From months of inactivity, I have returned to the blog and find myself writing frenetically to answer some very perceptive questions posed to me by an attentive reader who has just begun reading Verdi's Dream but has lots of "writer's" questions for me. She writes:
"I have just begun the text which certainly engages me. And I'm a very picky reader. Chpt. Two -- two guys, an Italian peasant and an American MIT man, couldn't be more different from each other, -- their thoughts, their feelings drawn with absolutely extraordinary skill. Brava!
You do seem to have the ability to be within each person and to bring back, in time slowed down to allow for intricate articulation, the inner workings of each. Do you know how you developed this capacity? Can you tell us? Or why this cluster of voices chose to speak through you?"
Well, of course I couldn't pass on questions like those.

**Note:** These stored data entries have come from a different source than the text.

PR #440, opened 2020-09-02
Updates until 31-08-20

OrkunKocyigit:


Groovman (approved):
LGTM!

Because of renaming by Cygames some emnity skills were parsed wrong and stamina large was missing.

PR #441, opened 2020-09-05
Fix exHP-S skillSize

kagekiyo7:
From gamewith
https://xn--bck3aza1a2if6kra4ee0hf.gamewith.jp/article/show/71962

image
image


Groovman:
The values are right, it is probably cygames changed how HP is displayed, big HP is medium in some cases now and medium is small and small is just another small. So Xenos in Motocal are probably just exATK/HPM and not exATK/HPS.

Groovman:
Yeah exHP the last 5 need to be updated, S is fine, And "strengthLLandHPS" skill needs the amount changed to "LL-M".

kagekiyo7:
I have now verified exHP-M size.

exHP-M SLv1 size = 6.0%
　( Math.ceil( 7094 * 1.06 ) = 7520 )
exHP-M SLv2 size = 7.0%
　( Math.ceil( 7122 * 1.07 ) = 7621 )


Then you might guess that the list would look like this. I don't know exHP-L because i don't have the weapon. (and no verification data in internet)

        "S": [3.0, 4.0, 5.0, 6.0, 7.0, 8.0, 9.0, 10.0, 11.0, 12.0, 12.5, 13.0, 13.5, 14.0, 14.5, 14.8, 15.1, 15.4, 15.7, 16.0],
        "M":  [6.0, 7.0, 8.0, 9.0, 10.0, 11.0, 12.0, 13.0, 14.0, 15.0, 15.6, 16.2, 16.8, 17.4, 18.0, 18.4, 18.8, 19.2, 19.6, 20.0],
        "L":  ???,


## Verification process
### exHP-M SLv1.
image
image
image
image

### exHP-M SLv2.
image
image

Groovman:
https://gbf.wiki/Silverslime_Bell if you need an exHPL weapon

The thing I assume exHP-S is the mysterious one here that can be boosted by mysterious summons https://gbf.wiki/Mysterious_Hatchet
exATK+exHPS on xeno is most likely exATK+exHPM (in motocal). Cygames is using the same wording for different ex skills basically so the mods are more in line with the wording for normalHP.
So yeah like you found exHPM starts at 6 and https://gbf.wiki/Weapon_Skills#HP_Up says sl10 at 12 and 14.5 at sl15 and so on. The problem is with how cygames did changes to naming. basically the backend const vars need to be updated to handle the new naming correctly so we don't have to think everytime if the small means small or medium, or we adapt every time. We had the issue already with magna weapons where magnaHPS means actually magnaHPM.

kagekiyo7:
Sorry, I deleted the post once because I used the wrong normal-HP-M weapon.
I don't have a EX-HP skill weapon so I can't verify it.

----

OK. I will close this PR once.
and I change to exATK/HPM.
The problem of skill notation is very complex.

Groovman:
No need to apologize, I had the problem when reviewing the weapons magna 2, too. We need to change it at some point, because it will become really confusing in the future. It good that you found the issue with the Xeno weapons also.

PR #442, opened 2020-09-05
Fix EX-HP-M skill size / change strengthLLandHPS amount

kagekiyo7:
From gamewith
https://xn--bck3aza1a2if6kra4ee0hf.gamewith.jp/article/show/71962

image
image


Groovman (approved):
LGTM!

PR #465, opened 2021-09-09
Add LB Konshin/Haisui (Stamina/Emnity) support

shinraminagi:
- Got LB Konshin/Haisui feature, finally!
- Currently, 2 Konshins and 2 Haisuis can be set at maximum


kagekiyo7 (approved):
LGTM!

PR #466, opened 2021-09-10
Add Awakening Types and Awakening Lv8

shinraminagi:
- Support all 4 Awakening Types: "Balanced", "Attack", "Defense", and "Multiattack"
- Now, you can choose Awakening Lv up to 8!


kagekiyo7 (approved):
LGTM!

PR #887, opened 2023-05-11
feat(elasticsearch): add an Elasticsearch 7.10.2 cluster on staging

AndrewKostka:


tarrow (approved):
looks fine to me; definitely happier using something other than `primary` for this new cluster. Using bee names is totally fine to me too and somewhat humorous; hopefully we don't get confused by this in the future; if we do I suggest moving to including the version number (or even just integers) in the name.

PR #889, opened 2023-05-11
fix(api): remove duplicate "app.redis.prefix" key

AndrewKostka:


tarrow (approved):
To be clear this is a duplicate from this exact same block (see line 71)

PR #891, opened 2023-05-15
local: use two Elasticsearch clusters

AndrewKostka:


m90:
This is now outdated.

PR #892, opened 2023-05-16
feat(tf): allow mediawiki secrets to be created in multiple namespaces

m90:
This is prep work for #885:

Consumers of the `k8s-secrets` module can now pass additional namespaces, making Terraform create duplicate secrets in these namespaces. This is needed so that https://github.com/wbstack/api/pull/603 can run Kubernetes jobs whose spec is derived from running Mediawiki pods in a non-default namespace.


tf/env/production/kubernetes-secrets.tf
```diff
@@ -3,24 +3,24 @@ module "wbaas-k8s-secrets" {
...
     kubernetes = kubernetes.wbaas-3
   }
-  smtp_username = mailgun_domain.default.smtp_login
-  smtp_password = random_password.smtp-password.result
-  google_service_account_key_api = google_service_account_key.api.private_key
-  google_service_account_key_dns = google_service_account_key.certman-dns-cloud-solver.private_key
-  sql_password_root = random_password.sql-root-password.result
-  sql_password_replication = random_password.sql-passwords["production-replication"].result
-  sql_password_api = random_password.sql-passwords["production-api"].result
+  smtp_username                     = mailgun_domain.default.smtp_login
```
m90, line 6: My editor runs `terraform fmt` on save. Not sure if we want this.

deer-wmde (approved):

What writer could? My (long-winded) response:
I am not sure I understand the capacity you are talking about, probably because I am an almost completely instinctive or intuitive writer. I just feel the characters. I see them in a given situation. Afterward, when I get to the 2nd and 3rd drafts, I am quite good at analyzing the purpose of each scene and of each bit of dialogue ad nauseam, but this always comes after the fact--the fact being what I see and feel them doing on their first appearance. Somehow I seem to know how it all fits in to the overall story, even if I have no idea, in a 1st draft, how the story will play out though I usually know the beginning and the (general) outcome (as Kevin Kline so brilliantly said in A Fish Called Wanda, "What's the middle thing again?"; and I firmly believe the middle thing in fiction is the hardest to write, but more about that another time).
I am lucky, I think, in that in most cases when it's time for craft to enter the equation the reasons for each bit in the book, great or small, ultimately become clear to my rational writer's mind. I think it is somewhat akin, believe it or not, to a gift of mimicry I have always had. When I was a little girl my mother would say she couldn't take me anywhere because I would unwittingly ape the expressions on the faces of the adults we were with. As a writer, all I am doing is mimicking my characters. I just feel them and write it down. This is not to say it makes for good writing. That would be a completely idiotic statement because writing fiction has too many intricate components each fraught with problems. But it's a start, given my absolute conviction that good fiction is always character-driven.
Perhaps a corollary answer to your query is that on some very very deep level, we all write about our identity and our obsessions no matter how we gussy them up or disguise them. My obsessions (who I am and why) are multiple, and Verdi's Dream contains them all in spades, a bit within each character no matter how extremely different these characters are (and I think they are very different). They all coexist in me, however, and have simply found their voices through these characters.
Lordy, I do carry on.
So glad you are liking the book. I am 'chuffed', as the Brits say."